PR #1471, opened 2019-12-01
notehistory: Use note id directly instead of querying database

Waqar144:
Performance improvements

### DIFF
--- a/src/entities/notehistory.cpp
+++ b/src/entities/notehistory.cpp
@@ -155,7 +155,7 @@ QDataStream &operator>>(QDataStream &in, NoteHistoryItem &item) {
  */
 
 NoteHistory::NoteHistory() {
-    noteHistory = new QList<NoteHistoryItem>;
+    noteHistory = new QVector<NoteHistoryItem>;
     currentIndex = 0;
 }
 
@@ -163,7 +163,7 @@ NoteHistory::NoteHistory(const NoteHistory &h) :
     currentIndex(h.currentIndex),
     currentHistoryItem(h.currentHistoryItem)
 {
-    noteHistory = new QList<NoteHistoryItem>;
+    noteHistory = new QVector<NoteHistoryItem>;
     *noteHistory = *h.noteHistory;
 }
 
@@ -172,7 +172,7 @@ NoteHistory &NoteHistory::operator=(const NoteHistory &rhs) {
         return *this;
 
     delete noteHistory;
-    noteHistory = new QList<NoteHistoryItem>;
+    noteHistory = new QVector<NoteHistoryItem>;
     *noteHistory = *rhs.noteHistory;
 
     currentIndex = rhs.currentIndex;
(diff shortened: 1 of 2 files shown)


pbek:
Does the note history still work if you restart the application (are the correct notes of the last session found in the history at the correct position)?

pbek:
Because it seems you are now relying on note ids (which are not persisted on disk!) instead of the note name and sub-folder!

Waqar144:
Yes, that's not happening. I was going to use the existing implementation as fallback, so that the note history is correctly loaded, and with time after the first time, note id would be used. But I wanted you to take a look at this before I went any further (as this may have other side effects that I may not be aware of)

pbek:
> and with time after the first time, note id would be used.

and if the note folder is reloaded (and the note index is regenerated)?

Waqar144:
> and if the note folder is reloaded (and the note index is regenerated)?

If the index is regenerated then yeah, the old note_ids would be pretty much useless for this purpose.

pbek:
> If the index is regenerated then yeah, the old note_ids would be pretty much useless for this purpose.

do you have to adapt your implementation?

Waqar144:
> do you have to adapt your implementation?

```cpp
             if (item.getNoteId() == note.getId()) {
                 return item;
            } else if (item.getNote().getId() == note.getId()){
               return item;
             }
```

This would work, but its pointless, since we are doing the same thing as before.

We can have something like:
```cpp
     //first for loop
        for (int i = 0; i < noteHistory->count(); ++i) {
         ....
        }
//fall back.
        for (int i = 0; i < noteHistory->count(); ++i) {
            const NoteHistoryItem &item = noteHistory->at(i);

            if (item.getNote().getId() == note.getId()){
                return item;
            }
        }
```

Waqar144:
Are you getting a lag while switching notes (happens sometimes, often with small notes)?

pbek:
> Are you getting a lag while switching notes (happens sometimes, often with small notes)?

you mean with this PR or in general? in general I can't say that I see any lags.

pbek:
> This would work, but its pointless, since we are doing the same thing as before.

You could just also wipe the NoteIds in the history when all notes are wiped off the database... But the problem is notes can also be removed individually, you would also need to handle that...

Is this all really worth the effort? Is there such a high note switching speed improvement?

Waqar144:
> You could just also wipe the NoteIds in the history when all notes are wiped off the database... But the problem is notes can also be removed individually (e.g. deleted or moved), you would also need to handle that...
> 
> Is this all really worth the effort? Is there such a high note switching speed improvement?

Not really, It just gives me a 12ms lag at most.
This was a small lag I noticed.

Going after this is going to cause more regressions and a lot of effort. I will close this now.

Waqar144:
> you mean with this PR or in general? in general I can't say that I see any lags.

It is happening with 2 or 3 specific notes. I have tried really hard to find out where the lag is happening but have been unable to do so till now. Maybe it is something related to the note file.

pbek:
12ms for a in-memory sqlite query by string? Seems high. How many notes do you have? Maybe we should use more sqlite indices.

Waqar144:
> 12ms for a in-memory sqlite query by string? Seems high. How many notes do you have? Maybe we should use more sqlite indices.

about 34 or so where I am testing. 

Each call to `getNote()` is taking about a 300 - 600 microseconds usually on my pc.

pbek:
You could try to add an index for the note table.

*Work instructions*.
Scan the data above, find each line with "more", and copy it.

*Response to the exercise*.
Going after this is going to cause more regressions and a lot of effort. I will close this now.
12ms for a in-memory sqlite query by string? Seems high. How many notes do you have? Maybe we should use more sqlite indices.
> 12ms for a in-memory sqlite query by string? Seems high. How many notes do you have? Maybe we should use more sqlite indices.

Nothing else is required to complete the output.